▸ **Task instructions**:
Please return each line of the listing below exactly as written.

▸ **Collected material**:

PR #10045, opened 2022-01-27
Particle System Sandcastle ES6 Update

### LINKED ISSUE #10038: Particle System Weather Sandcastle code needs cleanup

▸ **Response below**:
PR #10045, opened 2022-01-27
Particle System Sandcastle ES6 Update

### LINKED ISSUE #10038: Particle System Weather Sandcastle code needs cleanup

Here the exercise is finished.